Search code examples
pythonpython-3.xcachinglru

How to cache result of function depending on the value returned


I am aware of functools.lru_cache and functools.cache (since Python 3.9) but I struggle with caching these arguments of a function which do not return None (or any other specific value):

from functools import lru_cache

@lru_cache
def my_fun(link):
    res = fetch_data(link)
    return res

res is None when fetch_data is encountering an intermittent error. And this is when I do not want the result to be cached.


Solution

  • Cache for functions with positional arguments

    I figured that I can implement the cache on my own using a dictionary and store the result only when the return value is not None:

    from functools import wraps
    
    def my_cache(no_cache_result=tuple()):
        if no_cache_result is None:
            no_cache_result = tuple()
    
        cache = dict()
    
        def decorator(fun):
            @wraps(fun)
            def wrapper(*args, **kwargs):
                assert len(kwargs) == 0
                if args in cache:
                    print('cache: taken from cache')
                    return cache[args]
                else:
                    res = fun(*args, **kwargs)
                    if res not in no_cache_result:
                        print('cache: stored in cache')
                        cache[args] = res
                    else:
                        print('cache: NOT stored')
                    return res
    
            return wrapper
        return decorator
    
    
    @my_cache(no_cache_result=[None])
    def my_fun(a):
        print(f'my_fun: called with {a}')
        if a <= 1:
            return a
        else:
            return None
    
    
    my_fun(0)
    my_fun(1)
    my_fun(2)
    
    my_fun(0)
    my_fun(1)
    my_fun(2)
    

    Which prints (as expected):

    my_fun: called with 0
    cache: stored in cache
    my_fun: called with 1
    cache: stored in cache
    my_fun: called with 2
    cache: NOT stored
    cache: taken from cache
    cache: taken from cache
    my_fun: called with 2
    cache: NOT stored
    

    Cache for functions with positional and keyword arguments

    The solution above limits the functions that can be decorated to those with only positional arguments and not keyword arguments.

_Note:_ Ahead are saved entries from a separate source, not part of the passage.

PR #357, opened 2025-03-18
feat: Add image generation to all providers that support it

yavens:
This PR adds image generation to OpenAI, Azure, Huggingface, and Hyperbolic. 

Locks image generation behind feature flag as per #236.


rig-core/examples/openai_image_generation.rs
```diff
@@ -0,0 +1,27 @@
...
+        .image_generation_request()
+        .prompt("A castle sitting upon a large mountain, overlooking the water.")
+        .size((1024, 1024))
+        .send()
+        .await
+        .expect("Failed to generate image");
+
+    let arguments: Vec<String> = args().collect();
+
+    let path = Path::new(&arguments[1]);
```
joshua-mo-143, line 24: This should be done at the start of the example - we don't want the user to use up tokens generating an image only to find out after that they need to pass a filename in

rig-core/examples/hyperbolic_image_generation.rs
```diff
@@ -0,0 +1,27 @@
...
+        .image_generation_request()
+        .prompt("A castle sitting upon a large mountain, overlooking the water.")
+        .size((1024, 1024))
+        .send()
+        .await
+        .expect("Failed to generate image");
+
+    let arguments: Vec<String> = args().collect();
+
+    let path = Path::new(&arguments[1]);
```
joshua-mo-143, line 24: Same issue as openAI example wrt using up tokens generating the image before trying to find out if the user has passed in a filename or not. We should probably have a default here.

rig-core/examples/huggingface_image_generation.rs
```diff
@@ -0,0 +1,27 @@
...
+        .image_generation_request()
+        .prompt("A castle sitting upon a large mountain, overlooking the water.")
+        .size((1024, 1024))
+        .send()
+        .await
+        .expect("Failed to generate image");
+
+    let arguments: Vec<String> = args().collect();
+
+    let path = Path::new(&arguments[1]);
```
joshua-mo-143, line 24: Same issue as openAI example wrt using up tokens generating the image before trying to find out if the user has passed in a filename or not. We should probably have a default here.

rig-core/src/image_generation.rs
```diff
@@ -0,0 +1,115 @@
...
+}
+pub trait ImageGeneration<M: ImageGenerationModel> {
+    /// Generates a transcription request builder for the given `file`.
+    /// This function is meant to be called by the user to further customize the
+    /// request at transcription time before sending it.
+    ///
+    /// ❗IMPORTANT: The type that implements this trait might have already
+    /// populated fields in the builder (the exact fields depend on the type).
+    /// For fields that have already been set by the model, calling the corresponding
+    /// method on the builder will overwrite the value set by the model.
```
joshua-mo-143, line 34: Is there a way to prevent this from happening or is this due to the way we currently set up completion requests?

rig-core/src/providers/huggingface/client.rs
```diff
@@ -38,11 +41,24 @@ impl SubProvider {
...
         }
     }
 
+    /// Get the image generation endpoint for the SubProvider
+    /// Required because Huggingface Inference requires the model
+    /// in the url and in the request body.
+    pub fn image_generation_endpoint(&self, model: &str) -> String {
+        match self {
+            SubProvider::HFInference => format!("/{}", model),
+            _ => panic!(
```
joshua-mo-143, line 55: I am not sure we should panic here, we should return an error

rig-core/src/providers/huggingface/client.rs
```diff
@@ -164,6 +182,7 @@ impl Client {
 
     pub(crate) fn post(&self, path: &str) -> reqwest::RequestBuilder {
         let url = format!("{}/{}", self.base_url, path).replace("//", "/");
+        println!("{}", url);
```
joshua-mo-143, line 185: I'm wondering if we should use `tracing::info!` here for telemetry instead of `println!` as it encourages good practices and devs who are using Rig in prod already likely have a tracing setup created (and we can also redirect developers to resources on how they can improve their own telemetry)

rig-core/src/image_generation.rs
```diff
@@ -0,0 +1,115 @@
...
+    > + Send;
+
+    fn image_generation_request(&self) -> ImageGenerationRequestBuilder<Self> {
+        ImageGenerationRequestBuilder::new(self.clone())
+    }
+}
+
+pub struct ImageGenerationRequest {
+    pub prompt: String,
+    pub size: (u32, u32),
```
joshua-mo-143, line 66: We should probably split this into width and height, given that most of the APIs that support image generation also have their own input parameters for width and height. Having the two `u32`s in a tuple like this may also be confusing later down the line and we should ensure that there is no ambiguity.

joshua-mo-143 (changes requested):
Looks great! I have left some comments, but overall the implementation is mostly fine.

rig-core/src/image_generation.rs
yavens: Yeah, this is set up the same as completion requests.

rig-core/src/providers/huggingface/client.rs
yavens: Oops, I totatlly meant to remove that 😅

rig-core/examples/openai_image_generation.rs
yavens: Right, didn't think about that.

rig-core/src/providers/huggingface/client.rs
yavens: Fair enough, I swapped it to a Result

rig-core/src/image_generation.rs
yavens: 👍 Fixed

rig-core/examples/huggingface_image_generation.rs
yavens: Moved + added simple default

rig-core/examples/hyperbolic_image_generation.rs
yavens: Moved + added simple default

joshua-mo-143:
lgtm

    At the expense of small slow-down it can be improved in the following way:

    def my_cache(no_cache_result=tuple()):
        if no_cache_result is None:
            no_cache_result = tuple()
    
        cache = dict()
    
        def decorator(fun):
            @wraps(fun)
            def wrapper(*args, **kwargs):
                _kwargs = tuple(kwargs.items())
                if (args, _kwargs) in cache:
                    print('cache: taken from cache')
                    return cache[(args, _kwargs)]
                else:
                    res = fun(*args, **kwargs)
                    if res not in no_cache_result:
                        print('cache: stored in cache')
                        cache[(args, _kwargs)] = res
                    else:
                        print('cache: NOT stored')
                    return res
    
            return wrapper
        return decorator
    

    Which works as expected:

    @my_cache(no_cache_result=[None, ])
    def my_fun2(a, b=7):
        print(f'my_fun2: called with {a}, {b}')
        if a <= 1:
            return a
        else:
            return None
    
    
    my_fun2(0, b=2)
    my_fun2(1)
    my_fun2(2)
    
    my_fun2(0, b=2)
    my_fun2(1)
    my_fun2(2)
    

    Printing:

    my_fun2: called with 0, 2
    cache: stored in cache
    my_fun2: called with 1, 7
    cache: stored in cache
    my_fun2: called with 2, 7
    cache: NOT stored
    cache: taken from cache
    cache: taken from cache
    my_fun2: called with 2, 7
    cache: NOT stored
    

    How it works?

    Decorators

    The details on the implementation of wrappers (also, with arguments) you can find amply discussed in answers to Decorators with parameters?.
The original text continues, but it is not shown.